Tommi-Engel schrieb:


> Versucht das ganze doch mal aus nichtanglerischer Sicht zu sehen:
> Ich habe teilweise erhebliche Probleme Nichtanglern zu erklären, warum ich überhaupt Angel, wenn ich die Fische eh zurücksetze.


 
Auch Angler haben erhebliche Probleme dieses zu verstehen... Meine Frau meinte mal zum Thema C&R, das ist ja wie ein Schwein in einen Schlachthof zu treiben und es dann zurück in den Stall verfrachten.
Für mich persönlich ist ein Fisch definitiv kein Sportgerät!
Würde ich aber C&R betreiben, wäre es für mich selbstverständlich Fotos zu machen, das liegt ja in der Natur von C&R.

Gruß
Stefan


----------



## Honeyball (5. Januar 2008)

*AW: Mal zum Nachdenken für Fang-Thread Teilnehmer...*



Pikepauly schrieb:


> Ist jetzt zwar total OT, aber das Thema hat sich eben dahin entwickelt.


Seh ich nicht so, 
selten in letzter Zeit ist ein Thema mit so vielen kontroversen Meinungen hier so konstruktiv diskutiert worden.
#r dafür und auch dank an Euch alle !!!

Zum ersten Mal seit langem habe ich wirklich das Gefühl, dass die vernünftige Mehrheit hier das Rückgrat und die Kompetenz hat, sich gegen die Minderheit der Dummschwätzer und Dauerstänker durchzusetzen. |stolz:

Wir werden weiterhin alle bei jedem Fisch selbst entscheiden, ob wir ihn entnehmen oder zurück setzen, ob wir ihn fotografieren oder nicht und wenn, dann wann und wo und hoffentlich werden sich weiterhin viele dafür entscheiden, diese Fotos hier auch zu zeigen und sie mit einer kurzen Geschichte zu ergänzen, damit sich möglichst viele mit freuen können.


----------



## gimli (5. Januar 2008)

*AW: Mal zum Nachdenken für Fang-Thread Teilnehmer...*



> Jeder Hecht muss zurück.



Diese pauschale Aussage ist nicht richtig, da es im Bereich des Verbandes Midden-Nederland erlaubt ist einen Hecht/Tag (60cm) mitzunehmen.

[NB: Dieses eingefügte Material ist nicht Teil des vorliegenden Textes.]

PR #4717, opened 2017-04-18
ssh-config-mode-el: Add *.txt to get ssh-config-keywords.txt.

jhgorrell:
Includes the `ssh-config-keywords.txt` file which is a new file.


purcell:
Thanks!

PR #4723, opened 2017-04-23
recipes/pamparam: Add pamparam

abo-abo:

Simple and fast flashcards

https://github.com/abo-abo/pamparam

maintainer

None needed

### Checklist

Please confirm with `x`:

### DIFF
--- a/recipes/pamparam
+++ b/recipes/pamparam
@@ -1,2 +1,3 @@
 (pamparam :repo "abo-abo/pamparam"
-          :fetcher github)
+          :fetcher github
+          :files (:defaults (:exclude "elpa.el")))
--- a/recipes/pamparam
+++ b/recipes/pamparam
@@ -1,0 +1,2 @@
+(pamparam :repo "abo-abo/pamparam"
+          :fetcher github)


purcell:
Thanks, this looks great! Some feedback:

- The recipe will include `elpa.el`. I'd suggest you keep distributed and non-distributed elisp files in separate dirs in your repo.
- You `require` hydra, but there's no declared dependency on it.
- The `pam-` prefix should be `pamparam-` throughout. `package-lint` should have told you about this... is it broken?

abo-abo:
> The recipe will include elpa.el. I'd suggest you keep distributed and non-distributed elisp files in separate dirs in your repo.

I tried once to move it elsewhere. It was too tricky w.r.t. paths.

> You require hydra, but there's no declared dependency on it.

`lispy` depends on `hydra`.

> The pam- prefix should be pamparam- throughout. package-lint should have told you about this... is it broken?

`package-lint` didn't complain. But I'd really prefer to keep the `pam-` prefix. It's unique enough, and is more convenient for programming and discoverability.

purcell:
> I tried once to move it elsewhere. It was too tricky w.r.t. paths.

Okay, then you'll need something like `:files (:defaults (:exclude "elpa.el"))` in the recipe.

> lispy depends on hydra.

It might not always depend on `hydra` - it's good style to depend explicitly on all the packages you use directly, not rely on transitive dependencies.

> But I'd really prefer to keep the pam- prefix. It's unique enough, and is more convenient for programming and discoverability.

Please don't. `pam` already means something else in Linux land, and bytes are cheap. `pamparam` is still a short prefix by elisp standards.

abo-abo:
> pam already means something else in Linux land

It's nothing too relevant to user land. In the unlikely event of `pam.el` ever coming up, I can make a rename to `pamparam-`.

alphapapa:
> It's nothing too relevant to user land. In the unlikely event of pam.el ever coming up, I can make a rename to pamparam-.

But then users would have to fix their configs.  :(

tarsius:
@purcell Do you still insist on the prefix being changed?
@abo-abo Do you still insist on the prefix kept as is?

It's not up to me to make a decision, but if neither of you changes his mind, then I will close this issue. :wink:

abo-abo:
@tarsius Renaming the prefix isn't a blocker for me, although keeping the same one would be more convenient.  I've switched jobs a few months ago, and the current job strain prevents me from putting a lot of time into my personal projects. I already maintain many packages, I probably shouldn't add one more for now. If my job situation improves, I'll rename the prefix and request another merge. You can keep the PR open or close it, as you prefer.

Pamparam is a good package, I use it every day and wanted to share it. I just don't want to make any maintenance promises right now.

purcell:
Cool, I sent a PR in https://github.com/abo-abo/pamparam/pull/6.

PR #4724, opened 2017-04-24
Add mastodon recipe

jdenen:

Client for [Mastodon](https://github.com/tootsuite/mastodon), the federated microblogging service.

https://github.com/jdenen/mastodon.el

I'm the maintainer.

None needed

### Checklist

Please confirm with `x`:

### DIFF
--- a/recipes/mastodon
+++ b/recipes/mastodon
@@ -1,0 +1,1 @@
+(mastodon :fetcher github :repo "jdenen/mastodon.el" :files ("lisp/*.el"))


purcell:
Thanks, looks good. Couple of small things I noticed:

- Soft-loading your own features, e.g. `(require 'mastodon-client nil t)`, doesn't make much sense.
- Use `package-file` rather than `package` in `Cask`, to avoid repeating your metadata: like MELPA, Cask will happily read the metadata from `mastodon.el` if you let it.
- Avoid version vars like `mastodon-version`: they are redundant and won't be correct in snapshot builds, so you'll just get confusing bug reports.

In any case, this is ready to merge, and you can address the above separately. :-)

jdenen:
Thanks for the feedback! This is my first Emacs package so I'm still working my way through the conventions.

PR #4726, opened 2017-04-29
It is very simple mode to mimic the concept of leader key in VIM.

wcy123:
http://github.com/wcy123/leader-key-mode

I am the maintainer.

    key - mode

### DIFF
--- a/recipes/leader-key-mode
+++ b/recipes/leader-key-mode
@@ -1,0 +1,1 @@
+(leader-key-mode :repo "wcy123/leader-key-mode" :fetcher github)


alphapapa:
You might want to look at https://github.com/noctuid/general.el

wcy123:
Thank you very much for your feedback. I think leader-key-mode.el is not as same as general.el. Most importantly, I try my best to keep it as simple as possible. In fact, almost the whole implementation is just no more than 8 lines elisp source code which is listed in the web site.

Even through general.el has many more features than leader-key-mode.el, I think leader-key-mode.el is still very useful as a simple demo code, to show how `emulation-mode-map-alists` works in emacs. This might inspire people coming out with more exciting ideas and implement it.

I submit this PR to share it with my friends, because it is easier for them to install it via `package-install`.

alphapapa:
Generally a file this small is not suitable for releasing as a package.  It's essentially some key binds, which any user can add to their own config.  Demonstrations are very helpful, but they belong more on a blog post than a package.

I don't say this to discourage you, but it's just not what is generally suitable for a package.

If you really want to submit it as a package, you at least need to follow the MELPA submission guidelines.

PR #4728, opened 2017-05-03
Add point-pos recipe

alezost:

Saves and restores point positions.  I always thought that it can't be
useful for anyone but me, but it looks like it can:

  https://github.com/alezost/point-pos.el/issues/1

So I wonder would it make sense to add it to MELPA?

https://github.com/alezost/point-pos.el

I'm the maintainer

None needed

### Checklist

### DIFF
--- a/recipes/point-pos
+++ b/recipes/point-pos
@@ -1,0 +1,1 @@
+(point-pos :repo "alezost/point-pos.el" :fetcher github)


purcell:
I know you've looked at bookmarks to some extent, but have you looked at all the packages? Really feels like this must exist already!

Re. the code itself, you'd want to add a bunch of autoload cookies, and I also feel like you're probably reinventing a lot of code that's already in [ring.el](https://www.gnu.org/software/emacs/manual/html_node/elisp/Rings.html) for you to use.

alezost:
> I know you've looked at bookmarks to some extent, but have you looked
> at all the packages?

No, actually I didn't search for similar packages at all :smile:
I don't insist on adding this package to MELPA, feel free to reject it!

> Really feels like this must exist already!

The alternatives surely can exist.  Perhaps @cmpitg knows: somehow he
found my package and decided to use it for some reason.

> Re. the code itself, you'd want to add a bunch of autoload cookies,

No, I think there should be only one autoload - for `point-pos-save`.
The other commands can't be used until a first position will be saved so
autoloading them seems useless to me.

> and I also feel like you're probably reinventing a lot of code that's
> already in ring.el for you to use.

Hm, I'm not sure it will suit the needs of `point-pos`, but I didn't
know about `ring.el`, thanks for pointing!

purcell:
> I think there should be only one autoload - for point-pos-save.

Ah, yup, and I didn't notice that autoload when I reviewed.

Well, I'll go ahead and merge this for now, and you can follow up with any further changes that make sense to you - thanks! :-)

kaushalmodi:
@alezost Seems like the [history][1] package is pretty close. Would you like to compare with that?

@cmpitg https://github.com/alezost/point-pos.el/issues/2

[1]: https://github.com/boyw165/history

alezost:
Thanks for merging!
@kaushalmodi I replied in the issue you opened, thanks!

cmpitg:
@alezost @kaushalmodi Thanks for keeping me in the loop :-). Since this issue is about getting `point-pos` into MELPA, I'll reply in alezost/point-pos.el#2.

PR #4729, opened 2017-05-04
Added unicode-picker recipe.

accidentalrebel:

Unicode-picker is a visual picker tool that makes searching and picking unicode characters easier.

It searches unicode characters using regular expressions and displays the results to a dedicated buffer. Selected characters from dedicated buffer are inserted back to the point from the calling buffer.

https://github.com/accidentalrebel/emacs-unicode-picker

Maintainer.

None needed.

### Checklist

Please confirm with `x`:

### DIFF
--- a/recipes/unicode-picker
+++ b/recipes/unicode-picker
@@ -1,0 +1,1 @@
+(unicode-picker :fetcher github :repo "accidentalrebel/emacs-unicode-picker")


alphapapa:
Hey, this looks very cool!  I like the way the UI works in the GIF.  It looks like a nice alternative to `helm-unicode` for some situations.

Here are a few suggestions:

1.  `(add-hook 'post-command-hook 'unicode-picker--post-command-listener)`  It's not a good idea to add your listener function to this global hook.  It's especially not good to do it and then never remove it.  :)  It would be best if you could figure out a different way to do this.
2.  You might consider using a keymap instead of `local-set-key` in a function.
3.  You should define a customization group with `defgroup`, and then you don't need `:group unicode-picker` in subsequent `defucstom`s.
4.  I'm not sure what this is for:
```el
 (if (fboundp 'devenv-smart-open-elisp-output-window)
	  (devenv-smart-open-elisp-output-window unicode-picker--buffer-name)
```
  But I'm guessing it's something particular to your personal config.  It would be better to leave this out of your package, and then add this customization in your personal config with, e.g. advice.

5.  You might want to use a persistent buffer so you don't need to activate `unicode-picker-mode` every time the user calls it.
6.  `(setq index (+ index 1))`  can be simply `(incf index)`.
7.  There are some dangling `)` here and there.  :)
8.  Instead of, e.g. `(select-window (get-buffer-window unicode-picker--caller-buffer)` you might be able to simply do `(with-current-buffer unicode-picker--caller-buffer ...`.  You should definitely be able to do that instead of `(switch-to-buffer unicode-picker--buffer-name)`.
9.  In general, you might consider if there are ways you can use fewer special variables.
10.  You might want to give some more functions `--` names.  I'm guessing that only `unicode-picker` is intended to be called by the user.

That list got longer than I expected.  I don't mean to be nit-picky--this looks like a really useful package!   Thanks for making it.  :)

accidentalrebel:
Hi @alphapapa,

Thank you for your suggestions. I swear, everytime I send a package to melpa I always learn something new.

I have some clarifications, if you do not mind:

**There are some dangling ) here and there. :)**
Which ones exactly? When you refer to dangling ")" is it the one for unicode-picker-insert-character? How about the one in unicode-picker--post-command-listener? Is that considered dangling? I am honestly not yet sure of this convention.

**In general, you might consider if there are ways you can use fewer special variables.**
Are you specifically talking about the different defvars I've defined? Does this mean I should consider putting them inside "lets" as much as possible?

**You might want to give some more functions -- names. I'm guessing that only unicode-picker is intended to be called by the user.**
Sorry, I don't quite follow. I have two other functions that can be called by the user if they wish, specifically unicode-picker-insert-character and unicode-picker-insert-character-then-return. Is this what you meant with "functions -- names"?

I understand your other points and I think they are something that I should implement. Will do these changes over the following days.

Thank you very much!

alphapapa:
> Thank you for your suggestions. I swear, everytime I send a package to melpa I always learn something new.

Ditto!  Steve and syohex always teach me something new.

By dangling `)`, I mean ones that are on a line by themselves, like at https://github.com/accidentalrebel/emacs-unicode-picker/blob/master/unicode-picker.el#L93.  Sometimes this is useful, like when defining a long list with each token on its own line, to make diffs less noisy, but generally the convention is to not do this.

> In general, you might consider if there are ways you can use fewer special variables.

What I mean is, you store global state in several special variables.  This isn't necessarily a problem--Emacs does plenty of this--but in general it makes it easier to reason about and debug code if you avoid this as much as possible.  I would guess that if you refactor to avoid that listener function, you'll need less of this.

> Sorry, I don't quite follow. I have two other functions that can be called by the user if they wish, specifically unicode-picker-insert-character and unicode-picker-insert-character-then-return. Is this what you meant with "functions -- names"?

Well, I was looking at these:

    (local-set-key (kbd "RET") 'unicode-picker-insert-character-then-return)
    (local-set-key (kbd "SPC") 'unicode-picker-insert-character)

Those are called by the user, but IIUC, they are only usable within the unicode-picker window/buffer, so they're not functions or commands that a user would call independently.  They're not *exactly* private functions, but they sort of are, because they're only useful within their own mode.  This is just a matter of style, really, so it's not a criticism.  :)

accidentalrebel:
Thanks for the clarifications. I understand the reasoning behind them. Will make sure to implement them as soon as I am able this weekend.

Thanks a lot!

tarsius:
Friendly ping!

tarsius:
Pong?

accidentalrebel:
Hi @tarsius apologies for not getting back sooner. I have not come back to this project in a while and might not be able to in the foreseeable future. Should I take this off here for now and just resend if ever I do get back to it?

Thanks!

tarsius:
> Should I take this off here for now and just resend if ever I do get back to it?

Yes, let's close this for now.

Cheers!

Das gleiche gilt eingeschränkt auch für Oost-Nederland und im Bereich Groningen-Drenthe (50cm).


----------



## Tommi-Engel (5. Januar 2008)

*AW: Mal zum Nachdenken für Fang-Thread Teilnehmer...*



gimli schrieb:


> Diese pauschale Aussage ist nicht richtig, da es im Bereich des Verbandes Midden-Nederland erlaubt ist einen Hecht/Tag (60cm) mitzunehmen. Das gleiche gilt eingeschränkt auch für Oost-Nederland und im Bereich Groningen-Drenthe (50cm).


 
Ich habe jetzt ausschliesslich von meiner Region gesprochen.
Das es Gewässer in Holland gibt wo man Hechte  mitnehmen darf ist mir bekannt.

Bei uns gilt die Reglung ja auch erst seit 2007


----------



## pêcheur67 (5. Januar 2008)

*AW: Mal zum Nachdenken für Fang-Thread Teilnehmer...*



Pikepauly schrieb:


> @Tommi Engel
> Der Öffentlichkeit vernünftig vermittelbar, sind nur Angler die selektiv entnehmen.



|good:

So seh ich das auch. Reines C&R kann ich nicht vertreten. Auch bei schonendem Umgang ist die Prozedur für den Fisch nicht ohne.


----------



## Tommi-Engel (5. Januar 2008)

*AW: Mal zum Nachdenken für Fang-Thread Teilnehmer...*



pêcheur67 schrieb:


> So seh ich das auch. Reines C&R kann ich nicht vertreten. .


 
Ich mus zugeben, das ich am Anfang auch Probleme mit der Verständnis hatte.
Aber mal eine ganz einfache Rechnung:
Ich habe 2007 70 Hechte gefangen... Jetzt nehmen wir mal nur 10 andere Angler, die nur 10 Hechte im gleichen Gewässer gefangen haben. Wenn wir alle unsere Hechte entnommen hätten, könnte ich dieses Jahr meine Angel auch in meiner Badewanne auswerfen, das hätte den gleiche Effekt..

Aber da es bei uns (in Holland) Gesetz ist Hechte zurückzusetzen, ist eh jede Diskussion diesbezüglich völlig überflüssig.


----------



## Pikepauly (5. Januar 2008)

*AW: Mal zum Nachdenken für Fang-Thread Teilnehmer...*

Wobei das natürlich in Holland ganz anders betrachtet werden muss!
Nicht das mich da jemand falschversteht.


----------



## gimli (5. Januar 2008)

*AW: Mal zum Nachdenken für Fang-Thread Teilnehmer...*



> Ich habe jetzt ausschliesslich von meiner Region gesprochen.
> Das es Gewässer in Holland gibt wo man Hechte mitnehmen darf ist mir bekannt.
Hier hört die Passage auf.